**Supplied material:**
Issue #138, opened 2023-07-06
Refactor Execution API


joroshiba:
The current execution API has some naming issues, and isn't fully thought out. It should be redesigned. Working doc to be turned into spec in notion [here](https://www.notion.so/astria-org/Execution-API-Refresh-e9f9777311b0441db39be803291a0f3f?d=ccef5dfd5436481eb4720692cb247fff#6cc2196e59754f0abe3a78b91d47aa0b) 
```[tasklist]
### Tasks
- [ ] https://github.com/astriaorg/astria/issues/84
- [ ] https://github.com/astriaorg/astria/issues/205
- [ ] geth: implement new execution API server
- [ ] https://github.com/astriaorg/astria/issues/207
```

noot:
related / possible duplicate of #50

jbowen93:
Possibly related to https://github.com/astriaorg/astria/issues/84

PR #193, opened 2023-07-25
proto: execution API redesign

joroshiba:
- Redesign of  Execution API as v1alpha2.
- Documents how v1alpha2 API should work. 

#138


crates/astria-proto/proto/astria/execution/v1alpha2/execution.proto
```diff
@@ -0,0 +1,107 @@
+syntax = 'proto3';
+
+package astria.execution.v1alpha2;
+
+import "google/protobuf/timestamp.proto";
+
+// The set of information which deterministic driver may to know about a given executed Block
```
noot, line 7:
```suggestion
// The set of information which a deterministic driver may want to know about a given executed Block
```

maybe `driver of execution` or something like that as well?

crates/astria-proto/proto/astria/execution/v1alpha2/execution.proto
```diff
@@ -0,0 +1,107 @@
...
+message Block {
+  // The block number
+  uint32 number = 1;
+  // The hash of the block
+  bytes hash = 2;
+  // Timestamp on the block, standardized to google protobuf standard.
+  google.protobuf.Timestamp timestamp = 3;
+}
+
+// These fields should be indexed on most block chains, and can be used to identify a block.
```
noot, line 17:
```suggestion
// These fields can be used to identify a block.
```

I think every block chain can index using one of these, would be concerning if not lol

crates/astria-proto/proto/astria/execution/v1alpha2/execution.proto
```diff
@@ -0,0 +1,107 @@
...
+}
+message BatchGetBlocksResponse {
+  repeated Block blocks = 1;
+}
+
+
+// CreateBlockRequest contains all the information needed to create a new executed block.
+//
+// This information comes from previous execution blocks, as well as from sequencer blocks.
+message CreateBlockRequest {
```
noot, line 43:
```suggestion
// ExecuteBlockRequest contains all the information needed to create a new executed block.
//
// This information comes from previous execution blocks, as well as from sequencer blocks.
message ExecuteBlockRequest {
```

I slightly prefer this, thoughts?

crates/astria-proto/proto/astria/execution/v1alpha2/execution.proto
```diff
@@ -0,0 +1,107 @@
...
+  bytes prev_block_hash = 1;
+  // List of transactions to include in the new block
+  repeated bytes transactions = 2;
+  // The timestamp which should be used for new block
+  google.protobuf.Timestamp timestamp = 3;
+}
+// CreateBlockResponse is returned after calling CreateBlock
+message CreateBlockResponse {
+  // The executed block which was created.
+  Block block = 1;
```
noot, line 54: this returns the timestamp which was already specified in the request, do you think that's fine vs just returning hash and number here?

crates/astria-proto/proto/astria/execution/v1alpha2/execution.proto
```diff
@@ -0,0 +1,107 @@
...
+}
+
+// The CommitmentState holds the block at each stage of sequencer commitment level
+//
+// A Valid CommitmentState:
+// - Block numbers are such that soft+1 >= head >= soft >= firm.
```
noot, line 60:
```suggestion
// - Block numbers are such that head >= soft >= firm.
```

soft+1 can never be more than head? unless head is already softly committed (which shouldn't be the case with tendermint)

crates/astria-proto/proto/astria/execution/v1alpha2/execution.proto
```diff
@@ -0,0 +1,107 @@
...
+// - No blocks ever decrease in block number, only head may stay the same and have other changes
```
noot, line 61: you mean there can only be 1-block forks max basically?

crates/astria-proto/proto/astria/execution/v1alpha2/execution.proto
```diff
@@ -0,0 +1,107 @@
...
+// - The chain defined by head contains soft and firm blocks.
```
noot, line 62: basically every ancestor of head must be softly or firmly committed?

crates/astria-proto/proto/astria/execution/v1alpha2/execution.proto
```diff
@@ -0,0 +1,107 @@
...
+message CommitmentState {
+  // The head is the top of the executed chain
+  Block head = 1;
+  // Soft commitment is the executed block matching sequencer block with full consensus.
+  Block soft = 2;
+  // Firm commitment 
+  Block firm = 3;
```
noot, line 69: might be good to clarify what exactly the difference is between soft and firm as neither can be reverted in our current design

crates/astria-proto/proto/astria/execution/v1alpha2/execution.proto
```diff
@@ -0,0 +1,107 @@
...
+
+// There is only one CommitmentState object, so the request is empty.
+message GetCommitmentStateRequest{}
+message GetCommitmentStateResponse {
+  // The current CommitmentState
+  CommitmentState commitment_state = 1;
+}
+
+message UpdateCommitmentStateRequest {
+  // The CommitmentState to set, must include complete state and pass validation checks.
```
noot, line 80: pass validation checks where? on the execution side?

crates/astria-proto/proto/astria/execution/v1alpha2/execution.proto
```diff
@@ -0,0 +1,107 @@
...
+message GetBlockResponse {
+    Block block = 1;
+}
+
+message BatchGetBlocksRequest {
+  repeated BlockIdentifier identifiers = 1;
+}
+message BatchGetBlocksResponse {
+  repeated Block blocks = 1;
+}
```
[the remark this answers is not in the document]
joroshiba: The main use case is a range, ie on startup of conductor from a failed state fetching information back about blocks between firm and soft commitment.

Verb choice is based on AIPs across the board using the standard where appropriate: https://google.aip.dev/231 for batch get.

crates/astria-proto/proto/astria/execution/v1alpha2/execution.proto
joroshiba: Added comment on what firm means

crates/astria-proto/proto/astria/execution/v1alpha2/execution.proto
joroshiba: added clarification

crates/astria-proto/proto/astria/execution/v1alpha2/execution.proto
```diff
@@ -0,0 +1,107 @@
...
+
+// There is only one CommitmentState object, so the request is empty.
+message GetCommitmentStateRequest{}
+message GetCommitmentStateResponse {
+  // The current CommitmentState
+  CommitmentState commitment_state = 1;
+}
+
+message UpdateCommitmentStateRequest {
```
sambukowski, line 70: Do we always want to update head, safe, and final every time?
Would it be worth having individual `UpdateHeadCommit`, `UpdateSoftcommit`, and `UpdateFirmCommit` messages?

crates/astria-proto/proto/astria/execution/v1alpha2/execution.proto
joroshiba: All verbs chosen to be resource based: https://google.aip.dev/133. My thought here is that fundamentally we have two resources (Blocks, and a CommitmentState). Creating a block is what the API call does, executing is just a part of creating the new resource.

crates/astria-proto/proto/astria/execution/v1alpha2/execution.proto
```diff
@@ -0,0 +1,107 @@
...
+  // The CommitmentState to set, must include complete state and pass validation checks.
+  CommitmentState commitment_state = 1;
+}
+message UpdateCommitmentStateResponse {
+  // The result of the commitment state update.
+  CommitmentState commitment_state = 1;
```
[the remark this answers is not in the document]
joroshiba: Error responses can happen regardless of the response object: https://grpc.github.io/grpc/core/md_doc_statuscodes.html

crates/astria-proto/proto/astria/execution/v1alpha2/execution.proto
joroshiba: My initial design had it as three seperate commitments, but given that their validity is relative to each other I think it's cleaner to treat it as a single object.

crates/astria-proto/proto/astria/execution/v1alpha2/execution.proto
joroshiba: Cleaned up as non-important to this comment, but yeah validation (as always) should be done by the server upon receiving a request.

crates/astria-proto/proto/astria/execution/v1alpha2/execution.proto
joroshiba: Cleaned up response types to match AIP: https://google.aip.dev/133

specs/execution-api.md
```diff
@@ -0,0 +1,72 @@
...
+
+- No commitment can ever decrease in block number on the blockchain, if this is attempted return a `FAILED_PRECONDITION` error.
+- `HEAD` commitments MAY be to blocks which replace the previous `HEAD` with same block number.
+- `SOFT` and `FIRM` block MUST either increase in block number OR match current commitment state block.
+- `SOFT` and `FIRM` blocks MUST be members of the block chain starting from `HEAD`.
+- Block numbers in state MUST be such that `SOFT` + 1 >= `HEAD` >= `SOFT` >= `FIRM`, return a `FAILED_PRECONDITION` error if this is not true
+
+## Sequence Diagram
+
+![image](assets/execution_api_sequence.png)
```
sambukowski, line 74: I don't see an assets folder or image for this.

specs/execution-api.md
```diff
@@ -0,0 +1,74 @@
...
+### Startup
+
+Upon startup, conductor needs to know the state of commitments in the state machine and calls `GetCommitmentState`. If started on a fresh rollup these will all be the same block. If running against a state machine with previous block data, Conductor must also track the block hash of any blocks between commitments, it will call `BatchGetBlock` to get block information between commitments.
+
+### Execution & Commitments
+
+From the perspective of the sequencer, `HEAD` commitments are made everytime the sequencer creates a new block at height N. The transactions on this block may change up until sequencer block at height N+1 has been created, at this point the block at height N has a `SOFT` commitment. A soft commitment means that sequencer consensus has full agreement on the block. Once a block has been seen on DA it has a `FIRM` commitment, it has been made widely available across the DA network.
+
+When configuring conductor, you can configure the time at which blocks are executed in your rollup using the `execution_commitment_level` in the config file. If this is configured to a higher level of commitment, no action will be taken upon receiving lower commitments.
```
sambukowski, line 23: Is this config the ConductorConfig.toml?

specs/execution-api.md
```diff
@@ -0,0 +1,74 @@
...
+
+When configuring conductor, you can configure the time at which blocks are executed in your rollup using the `execution_commitment_level` in the config file. If this is configured to a higher level of commitment, no action will be taken upon receiving lower commitments. 
+
+`CreateBlock` is called to create a new execution chain block when the `execution_commitment_level` has been been reached for a given block. Upon receipt of a new block, the conudctor calls `UpdateCommitmentState` to update the commitment at the level of the `execution_commitment_level` and any level above it.
+
+If `execution_commitment_level` is set to `HEAD`, `UpdateCommitmentState` will be called with an update to the `SOFT` commitment block after receiving a sequencer block with `prev_hash` which has already been executed on the chain.
```
sambukowski, line 27: I'd prefer the different `execution_commitment_level` options in a list for visual clarity.

specs/execution-api.md
```diff
@@ -0,0 +1,74 @@
...
+- The API endpoint MUST fail atomically, returning either all requested resource or a `NOT_FOUND` error.
+- The returned objects MUST be in the same order as they were requested.
+
+### GetCommitmentState
+
+Returns the commitment state with execution `Block` information for each level of commitment.
+
+### UpdateCommitmentState
+
+`UpdateCommitmentState` replaces the
```
sambukowski, line 62: Was there supposed to me more here?

specs/execution-api.md
```diff
@@ -0,0 +1,74 @@
+# Execution API Specification
+
+## Overview
+
+The Execution API is the interface `Conductor` uses to drive deterministic execution of sequenced blocks in dependent chains. Inspired by other APIs, such as the Engine API and ABCI Consensus API, it is a chain agnostic mechanism intended to be very simple to implement. It is a gRPC API which any state machine can implement, and use conductor with to drive their execution and integrate with the Astria Sequencer.
+
+> Note: this documentation is for the v1alpha2 API which is currently being implemented, and some of the documentation is on how it should be implemented not how it is.
```
noot, line 7:
```suggestion
> Note: this documentation is for the v1alpha2 API which is currently being implemented, and some of the documentation is on how it should be implemented, not how it is currently.
```

minor nit

specs/execution-api.md
noot, line 23: `CreateBlockRequest` doesn't specify the commitment level so I assume will always set the latest block as `HEAD`. so if `execution_commitment_level = soft` for example, then the conductor will send a `CreateBlockRequest` on receiving a soft commit and then immediately set the just executed block to `SOFT`?

specs/execution-api.md
```diff
@@ -0,0 +1,74 @@
...
+
+When configuring conductor, you can configure the time at which blocks are executed in your rollup using the `execution_commitment_level` in the config file. If this is configured to a higher level of commitment, no action will be taken upon receiving lower commitments. 
+
+`CreateBlock` is called to create a new execution chain block when the `execution_commitment_level` has been been reached for a given block. Upon receipt of a new block, the conudctor calls `UpdateCommitmentState` to update the commitment at the level of the `execution_commitment_level` and any level above it.
+
+If `execution_commitment_level` is set to `HEAD`, `UpdateCommitmentState` will be called with an update to the `SOFT` commitment block after receiving a sequencer block with `prev_hash` which has already been executed on the chain.
+
+If `execution_commitment_level` is set to `SOFT` or lower, `UpdateCommitmentState` will be called to update the `FIRM` commitment block when it's corresponding sequencer block has been seen in the DA
```
noot, line 29: I find these a bit confusing, for the first, is it saying that the soft commitment is updated to the head block `N` when we receive its child `N+1`? and similar for the second?

specs/execution-api.md
```diff
@@ -0,0 +1,74 @@
...
+- `SOFT` Commitment -> `SAFE` Forkchoice
+- `FIRM` Commitment -> `FINAL` Forkchoice
+
+## Rollup Implementation Details
+
+### CreateBlock
+
+`CreateBlock` executes a set of given trasactions on the new chain. The following should be respected:
+
+- `prev_block_hash` MUST match hash of the `SOFT` commitment state block, return `FAILED_PRECONDITION` otherwise.
```
noot, line 42: wait why? shouldn't it also be allowed to match `HEAD`?

specs/execution-api.md
```diff
@@ -0,0 +1,74 @@
...
+### GetCommitmentState
+
+Returns the commitment state with execution `Block` information for each level of commitment.
+
+### UpdateCommitmentState
+
+`UpdateCommitmentState` replaces the 
+
+- No commitment can ever decrease in block number on the blockchain, if this is attempted return a `FAILED_PRECONDITION` error.
+- `HEAD` commitments MAY be to blocks which replace the previous `HEAD` with same block number.
```
noot, line 65: how can `HEAD` ever increase then?

crates/astria-proto/proto/astria/execution/v1alpha2/execution.proto
noot: okay, i see `head` can equal `soft` now. however, i find this a bit confusing since `soft+1 >= head` implies `head < soft+1` which is not always the case, `head == soft+1` can occur and probably often will

specs/execution-api.md
```diff
@@ -0,0 +1,74 @@
...
+- `SOFT` and `FIRM` block MUST either increase in block number OR match current commitment state block.
+- `SOFT` and `FIRM` blocks MUST be members of the block chain starting from `HEAD`.
+- Block numbers in state MUST be such that `SOFT` + 1 >= `HEAD` >= `SOFT` >= `FIRM`, return a `FAILED_PRECONDITION` error if this is not true
```
noot, line 68: same comment on `soft + 1 >= head` as above

noot (commented):
as a general comment, i'm wondering if `CreateBlock` and `UpdateCommitment` should be atomic/done together - is there ever a case where we want to execute a block but not also update the commitment?

specs/execution-api.md
```diff
@@ -0,0 +1,74 @@
+# Execution API Specification
+
+## Overview
+
+The Execution API is the interface `Conductor` uses to drive deterministic execution of sequenced blocks in dependent chains. Inspired by other APIs, such as the Engine API and ABCI Consensus API, it is a chain agnostic mechanism intended to be very simple to implement. It is a gRPC API which any state machine can implement, and use conductor with to drive their execution and integrate with the Astria Sequencer.
```
steezeburger, line 5:
```suggestion
The Execution API is the interface `Conductor` uses to drive deterministic execution of sequenced blocks in dependent chains. Inspired by other APIs, such as the Engine API and ABCI Consensus API, it is a chain agnostic mechanism intended to be very simple to implement. It is a gRPC API which any state machine can implement and use conductor with to drive their execution and integrate with the Astria Sequencer.
```
minor nit

specs/execution-api.md
```diff
@@ -0,0 +1,74 @@
...
+
+## Conductor Usage
+
+### Startup
+
+Upon startup, conductor needs to know the state of commitments in the state machine and calls `GetCommitmentState`. If started on a fresh rollup these will all be the same block. If running against a state machine with previous block data, Conductor must also track the block hash of any blocks between commitments, it will call `BatchGetBlock` to get block information between commitments.
+
+### Execution & Commitments
+
+From the perspective of the sequencer, `HEAD` commitments are made everytime the sequencer creates a new block at height N. The transactions on this block may change up until sequencer block at height N+1 has been created, at this point the block at height N has a `SOFT` commitment. A soft commitment means that sequencer consensus has full agreement on the block. Once a block has been seen on DA it has a `FIRM` commitment, it has been made widely available across the DA network.
```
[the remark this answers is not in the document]
steezeburger:
```
A soft commitment means that sequencer consensus has full agreement on the block. Once a block has been seen on DA it has a `FIRM` commitment, it has been made widely available across the DA network.
```

Does `FIRM` commitment mean it has been made widely available across DA? I think an "i.e." would be clarifying here if so.

specs/execution-api.md
joroshiba: Another doc in the works on how to manage configuration.

specs/execution-api.md
```diff
@@ -0,0 +1,74 @@
...
+
+When configuring conductor, you can configure the time at which blocks are executed in your rollup using the `execution_commitment_level` in the config file. If this is configured to a higher level of commitment, no action will be taken upon receiving lower commitments. 
+
+`CreateBlock` is called to create a new execution chain block when the `execution_commitment_level` has been been reached for a given block. Upon receipt of a new block, the conudctor calls `UpdateCommitmentState` to update the commitment at the level of the `execution_commitment_level` and any level above it.
```
steezeburger, line 25:
```suggestion
`CreateBlock` is called to create a new execution chain block when the `execution_commitment_level` has been reached for a given block. Upon receipt of a new block, the conudctor calls `UpdateCommitmentState` to update the commitment at the level of the `execution_commitment_level` and any level above it.
```

specs/execution-api.md
steezeburger, line 29:
```suggestion
If `execution_commitment_level` is set to `SOFT` or lower, `UpdateCommitmentState` will be called to update the `FIRM` commitment block when its corresponding sequencer block has been seen in the DA.
```

crates/astria-proto/proto/astria/execution/v1alpha2/execution.proto
joroshiba: Basically the options are only soft + 1 or soft, I think this accurately represents that? Perhaps it would be better split out into a seperate validation list so it's `head >= soft >= firm` and `head block never be more than 1 block ahead of soft block`?

specs/execution-api.md
joroshiba: I will clarify in the `CreateBlock` section but as seen in the sequence diagram, CreateBlock creates a block but it does not mark it as the head, this is done in a follow up request. This is a departure from our previous API. This is done, in part to enable this different execution (it also follows a pattern similar to Engine API)

specs/execution-api.md
joroshiba: I still feel it's correct, but open to rewording? Head can never be further than 1 ahead of safe since that would enable greater than 1 block reorgs.

specs/execution-api.md
joroshiba: Key word may, this is basically saying "you can do a 1 block reorg". Let me know if you know if you have better idea on verbiage here.

specs/execution-api.md
joroshiba: You can when HEAD == SAFE. 

This is the whole, safe+1 thing. If block 50 was head, once 51 has been seen by conductor 50 is marked safe. I added some text further up to make this more clear.

specs/execution-api.md
joroshiba: Updated verbiage to be much more explicit.

crates/astria-proto/proto/astria/execution/v1alpha2/execution.proto
sambukowski: Does this make more sense?
`head >= (safe + 1 or safe) >= firm` with:
`head >= safe + 1` when `execution_commitment_level` == `head`
 and `head >= safe` when `execution_commitment_level` == `soft`

Gdakgdak22 (approved):
Gracias

specs/execution-api.md
```diff
@@ -0,0 +1,95 @@
...
+### Startup
+
+Upon startup, conductor needs to know the state of commitments in the state machine and calls `GetCommitmentState`. If started on a fresh rollup these will all be the same block. If running against a state machine with previous block data, Conductor must also track the block hash of any blocks between commitments, it will call `BatchGetBlock` to get block information between commitments.
+
+### Execution & Commitments
+
+From the perspective of the sequencer:
+- `HEAD` commitments are made every time the sequencer creates a new block at height N. Only the `HEAD` blocks can be reorged and they can be updated until the N+1 block has been created. Once the N+1 block is received, the block at height N is set to `SOFT`
+- `SOFT` commitment means that sequencer consensus has full agreement on the block.
+- `FIRM` commitment indicates that the block has been written, and has been propogated across the DA network.
```
steezeburger, line 24:
```suggestion
- `FIRM` commitment indicates that the block has been written and has been propagated across the DA network.
```
The comma suggestion is just a nit. You shouldn't need a comma when combining an independent and dependent clause.

sambukowski (approved):

joroshiba:
> as a general comment, i'm wondering if `CreateBlock` and `UpdateCommitmentState` should be atomic/done together - is there ever a case where we want to execute a block but not also update the commitment state?

@noot I don't think in the conductor use case right now there currently is, but I also don't think that changes that they are separate operations. Part of why to build this as resource oriented is to not limit ourselves by current use cases. I could, for instance, see the API used by a builder to ensure that blocks are constructed validly. They wouldn't want to update their commitment state because there is no commitment.

We also similar separations in other chain driving APIs: engine API has `newPayload` and `forkchoiceUpdated`, or ABCI having `FinalizeBlock` and `Commit`.

noot:
@joroshiba yep considering the other APIs that makes sense, cool!

noot (approved):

**Task directions:** Where does "related" appear in the records above? Copy each line that holds it.

**Reply to the task:**
related / possible duplicate of #50
Possibly related to https://github.com/astriaorg/astria/issues/84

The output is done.